Per la Cassazione la c.d. tariffa Ronchi è un'entrata tributaria e non corrispettiva di un servizio. Per il rimborso vale il termine di prescrizione decennale

di Lucia Izzo - Niente IVA sulla tariffa rifiuti prevista dall'art. 49 del d.lgs. 22/1997, trattandosi di un'entrata tributaria e non corrispettiva di un servizio.

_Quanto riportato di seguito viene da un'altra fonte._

PR #932, opened 2023-12-28
Use R_BuildClassicPlayerTranslation from r_draw.cpp to use Vanilla palette indexing for select colour presets instead of RGB values.

Acts19quiz:
This is another much more extensive commit to address the desire for the colour presets to match the palette indexing from Vanilla DOOM as opposed to the RGBed versions currently provided by Odamex. https://github.com/odamex/odamex/issues/322

Here are some areas of note.

* OVERVIEW: Currently in 10.4.0, colorpreset isn't broadcast to the server and it doesn't keep track of it. Only the client needs to know its own player's colorpreset since it just sets the RGB values that get sent anyway. This is not the case anymore. In order for Vanilla presets to use palette indexing, the server must know if a player is using a Vanilla preset in order for it to know not to use the RGB value. Thus, server.proto and other various net files have been modified to keep track of it.
* `void R_BuildPlayerTranslation` in r_draw.cpp now accepts three arguments instead of two. If it detects that a player is using a colorpreset that has a Vanilla definition and isn't being encumbered by a circumstance that overrides a player-chosen color (a team gametype, r-forceenemycolor, or r-forceteamcolor), it instead hands off to `void R_BuildClassicPlayerTranslation`.
  * This required changing all calls to `R_BuildPlayerTranslation` in the code to accept three arguments, meaning in many instances it had to be modified to be aware of and query the relevant player's userinfo.
  * The reason this was done as opposed to leaving `R_BuildPlayerTranslation` alone and just having all calls to `R_BuildPlayerTranslation` alternate between it and `R_BuildClassicPlayerTranslation`: Doing the latter would require several more if/else statements scattered throughout the code, as well as having the `(colorpreset > -1 && colorpreset < 6)` line duplicated several times throughout. The former approach is (in my opinion) the cleaner and more modular approach in case the Vanilla presets are modified or expanded in the future.
* g_gametype.cpp now has a new gametype check, `int G_IsTeamColor`. This determines if the gametype and user CVARs need to override a player's colorpreset, and if so, return an out-of-range number. Otherwise, it returns the colorpreset given to it.
* Related to the above, some .cpp files now have `#include "g_gametype.h"` so that they can call that function.
* The player colour RGB values are still changed even underneath the Vanilla preset being used. There are some reasons for this. The biggest two are that team and enemy colours set by gametype and r- CVARs need an RGB value to shade. Also, the scoreboard uses colour squares next to player names. Instead of using a player sprite translation, it feeds a RGB value directly into `argb_t CL_GetPlayerColor(player_t *player)`. I left well enough alone there.
* I made an educated guess on the intended workings of `R_BuildClassicPlayerTranslation` in r_draw.cpp. It looks like its only intended use was for Vanilla demo playback in cl_game.cpp, and that the first player (index 0) passed to it is given no translation (i.e., green). Assuming that the unspecified `(color == 0)` is implied green, I made it explicit.
* `static void CL_RebuildAllPlayerTranslations()` in cl_main.cpp had static removed because it needs to be referenced in cl_parse.cpp in order to keep everything straight.

To test this out, I set up a local server with `sv_usemaster 0` and a few running instances connected to it. I tested several combinations of gametype (DM, COOP, TEAM DM, CTF) and combinations of different clients alternating r-forceenemycolor and r-forceteamcolor on and off. I did this until I worked out all of the bugs and inconsistencies. After doing that, I published this first draft. It could still be subjected to more testing, of course, and there may be revisions to it desired by those here.

It's certainly possible that I've left out some references, saves, or loads of colorpreset that need to be added. However, from what I've been able to test so far, it seems to work.
Odamex_COOP_20231228_165504


Acts19quiz:
I just noticed that d_main.cpp has an extraneous comment from a series of them I used to keep track of the changes I made while working on this. That will be removed upon either approval or alteration suggestions.

common/g_gametype.cpp
```diff
@@ -338,6 +338,17 @@ bool G_IsTeamGame()
 	return sv_gametype == GM_TEAMDM || sv_gametype == GM_CTF;
 }
 
+/**
+ * @brief Check if team colors are being enforced due to gametype or CVARs.
+ */
+int G_IsTeamColor(int colorpreset, bool forceteamcolor, bool forceenemycolor)
```
seanmleonard: The function name implies a boolean return type, rather than a color present value. Maybe this function should be changed to test whether team colors should override the user's color selection (`G_ShouldUseTeamColor`).

client/src/r_draw.cpp
```diff
@@ -454,44 +472,51 @@ void R_CopyTranslationRGB (int fromplayer, int toplayer)
 
 // [RH] Create a player's translation table based on
 //		a given mid-range color.
-void R_BuildPlayerTranslation(int player, argb_t dest_color)
+void R_BuildPlayerTranslation(int player, argb_t dest_color, int colorpreset)
```
seanmleonard, line 483: A default value for `colorpreset` would simplify this function's use.

client/src/r_draw.cpp
```diff
@@ -454,44 +472,51 @@ void R_CopyTranslationRGB (int fromplayer, int toplayer)
...
-		s = 0.0f;
-	float sdelta = 0.014375f;
-
-	v += 0.1f;
-	if (v > 1.0f)
-		v = 1.0f;
-	float vdelta = -0.05882f;
-
-	for (int i = 0x70; i < 0x80; i++)
+	if (colorpreset > -1 && colorpreset < 6)
```
seanmleonard: Can we use an enum value to specify that a preset is invalid (eg, the player is not using a preset)? Often times, the last element in the enum is used to represent the invalid option. If `colorpreset` is changed to be an unsigned int, you can simply have the check `if (colorpreset < NO_COLORPRESET)`. That would remove two magic numbers from this line of code.

client/src/r_draw.cpp
seanmleonard: The default value could be the enum `NO_COLORPRESET` (or similar phrasing) mentioned below

client/src/r_draw.cpp
seanmleonard: Additionally, the logic to check if this is a team game (which would override the color preset) could go into this check. That would simplify all of the calls to `R_BuildPlayerTranslation()` because they wouldn't have to use the `G_IsTeamColor()` function to provide the value for `colorpreset`.

Acts19quiz: Regarding the first post: A distinction here is that there are actually two types of colour presets here. Currently, there are just colour presets, but the idea here is to convert _some_ of them to use the Vanilla palette indexing rather than RGB values. https://github.com/Acts19quiz/odamex_Acts19quiz/blob/808bc8738de81ee247e6e5a8229e2f1e8e2f42a1/client/src/d_netinfo.cpp#L123-L148 COLOR_GREEN (0) through COLOR_ORANGE (5) are Vanilla presets, while everything else are non-Vanilla presets that, while being colour presets, we don't want to be using Vanilla indexing. COLOR_PURPLE, for example, is a preset we still want RGB translation on. As well as COLOR_CUSTOM, obviously.

https://github.com/Acts19quiz/odamex_Acts19quiz/blob/808bc8738de81ee247e6e5a8229e2f1e8e2f42a1/common/d_netinf.h#L39-L55 For reference, this is the enum list that I assume you're referring to. There are 12 preset values ranging from 0-11, with 1 additional total value at the end. These are all presets that players can choose from in PLAYER SETUP. We want presets 0-5 to have Vanilla translation, and 6-11 to use RGB translation. Notably, a preset is _always_ active, even if it's COLOR_CUSTOM.

Given what you're suggesting in the first post, would Odamex still be able to make this distinction (i.e., it's in the 0-5 range)?

Acts19quiz: Regarding the second post: I just moved the r-forceteamcolor and r-forceenemycolor checks to a single G_IsTeamColor call in R_BuildPlayerTranslation. This introduced a bug where activating r-forceteamcolor (in a coop game) removes the Vanilla indexing for the player using it as well as the other players. R_BuildPlayerTranslation says, 'Oh, Player A has r-forceteamcolor on! Better stop *all* Vanilla translations!' without discriminating what sprites to stop the Vanilla translation for (Player B and C, and only from A's POV). If Player A has r-forceteamcolor on in COOP but is using Vanilla "red", we want to turn off Vanilla translation for B and C from A's POV, but still have A use Vanilla translation. The following calls to R_BuildPlayerTranslation need to individually collect the relevant player's r- values:

https://github.com/Acts19quiz/odamex_Acts19quiz/blob/808bc8738de81ee247e6e5a8229e2f1e8e2f42a1/client/src/cl_main.cpp#L239
https://github.com/Acts19quiz/odamex_Acts19quiz/blob/808bc8738de81ee247e6e5a8229e2f1e8e2f42a1/client/src/cl_main.cpp#L1443

r_draw.cpp can't check for r- because it just can't know. What I *could* do, since only two calls to R_BuildPlayerTranslation need to check for r- values, is have those two lines make additional checks. Something like this (from cl_main.cpp#L1443):

```
	else
	{
		R_BuildPlayerTranslation(player.id, CL_GetPlayerColor(&player), G_IsTeamColor(player.userinfo.colorpreset, r_forceteamcolor, r_forceenemycolor));
	}
```

to

```
	else
	{
		if ((r_forceteamcolor && G_IsCoopGame()) || (r_forceenemycolor && G_IsFFAGame()))
			R_BuildPlayerTranslation(player.id, CL_GetPlayerColor(&player), NULLVALUE);
		else
			R_BuildPlayerTranslation(player.id, CL_GetPlayerColor(&player), player.userinfo.colorpreset);
	}
```

Then r_draw.cpp can check for CTF or TEAMDM since those are the two circumstances where we actually want to turn Vanilla translations off all the time. At the expense of two extra if/else checks, all R_BuildPlayerTranslation calls are simplified and need to only pass colorpreset, not three different values to G_IsTeamColor. This _should_ also make G_IsTeamColor obsolete and allow for its removal. Would this (Proposal A) be a satisfactory alteration?

Proposal B would be to keep G_IsTeamColor, but make it a true boolean (as suggested above) and revamp it so that it doesn't receive or return a colorpreset value, and is used in a fashion similar to the second example (along with the teamgame check being moved to r_draw.cpp).
```
	else
	{
		if (G_IsTeamColor(r_forceenemycolor, r_forceteamcolor))
			R_BuildPlayerTranslation(player.id, CL_GetPlayerColor(&player), NULLVALUE);
		else
			R_BuildPlayerTranslation(player.id, CL_GetPlayerColor(&player), player.userinfo.colorpreset);
	}
```

Proposal C would keep G_IsTeamColor as an int, rename it to an appropriate suggestion, and move its gametype check to r_draw.cpp so that only the two cl_main.cpp calls to R_BuildPlayerTranslation have the long-form format.

seanmleonard: > Given what you're suggesting in the first post, would Odamex still be able to make this distinction (i.e., it's in the 0-5 range)?

I think you can accomplish this by sub-dividing the enum a bit
enum colorpreset_t	// Acts 19 quiz the order must match m_menu.cpp.
```
{
	COLOR_GREEN,
	COLOR_INDIGO,
	COLOR_BROWN,
	COLOR_RED,
	COLOR_BLUE,
	COLOR_ORANGE,
	INDEXED_COLOR_PRESET_RANGE,
	
	COLOR_GOLD,
	COLOR_JUNGLEGREEN,
	COLOR_PURPLE,
	COLOR_WHITE,
	COLOR_BLACK,
	COLOR_CUSTOM,

	ARGB_COLOR_PRESET_RANGE
}
```

So you can use these conditionals now:
`if (colorpreset < INDEXED_COLOR_PRESET_RANGE) ...`
or
`else if (colorpreset < ARGB_COLOR_PRESET_RANGE)...`

seanmleonard: It looks like the parameters that are passed to `R_BuildPlayerTranslation()` can all be obtained from a `player_t` object. I propose changing it to have a single `player_t` parameter and extracting the player ID, color preset ID, and ARGB translation value inside `R_BuildPlayerTranslation()`. Then `R_BuildPlayerTranslation()` can own all of the logic for determining how to translate the colors for that player.

`R_BuildPlayerTranslation` should be able to look at the color preset, the ARGB translation, the game mode and the force team/enemy color CVARs and decide how to translate the color for the given player, right?

Acts19quiz: 1: I tired this change out, and it's... problematic. I inserted the sub-divider into d_netinf.h, but this causes a crash when messing around in PLAYER SETUP. As my note there observes, the list must match `static const char *colorpresets` in m_menu.cpp (and vice versa). So I have to put the sub-divider in that list of options, as well. And doing that makes it want to have it as a selectible option in PLAYER SETUP, which we obviously don't want (and if I don't do that, `static void M_ChangeColorPreset (int choice)` goes haywire--and crashes). Maybe I did it wrong, but whereas I can truncate the list of options to ignore the last one (NUMCOLOR), this is right in the middle of options.

With enum usage akin to what you're suggesting, I was able to eliminate the `colorpreset > -1` check, but with an end-of-enum-list definition being the total (12) when we want 6, the best I can think of is something like `#define MAXVANILLA 6` in r_draw.cpp. That's probably not quite what you want, but it's the closest thing I can come up with on the spot.

2: If I understand correctly, what you're suggesting is effectively "Proposal D", transforming R_BuildPlayerTranslation from receiving `int player[.id]` to `player_t player`.

Acts19quiz:
What I've done with version 2 of this is Proposal B. https://github.com/Acts19quiz/odamex_Acts19quiz/blob/808bc8738de81ee247e6e5a8229e2f1e8e2f42a1/client/src/cl_parse.cpp#L963-L966 This benefits from calling G_IsTeamColor, eliminating Proposal A (it's also nice to keep the logic checks contained in one function to help keep things tidy), but to do this, it can't handle colorpreset anymore, eliminating Proposal C. The two big changes here are eliminating as many 'magic numbers' from R_Build as possible, and greatly simplifying G_IsTeamColor to eliminate handling of colopreset and be a true bool.

Acts19quiz:
Just to note here, a re-do of everything on an Odamex 12.1.0 base (from 10.4.0) is pending. However, a complication has arisen where I can't get `sv_showplayerpowerups 1` to work. This is important since I need to properly test the Vanilla skin indexing against the new tinting to make sure both work together. A triage is underway in Discord and pending outcome.

Acts19quiz:
Closing with prejudice, refer to #1594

Per richiedere la restituzione dell'imposta si applica il termine decennale di prescrizione e non quello breve quinquennale.


Lo ha precisato la Corte di Cassazione, terza sezione civile, nell'ordinanza n. 5627/2017 (qui sotto allegata) originata da una richiesta di restituzione di importi a titolo IVA che gli utenti del servizio di smaltimento dei rifiuti urbani si erano visti indebitamente applicare dalla società responsabile sulle bollette emesse per la riscossione della relativa tariffa negli anni 2006-2009.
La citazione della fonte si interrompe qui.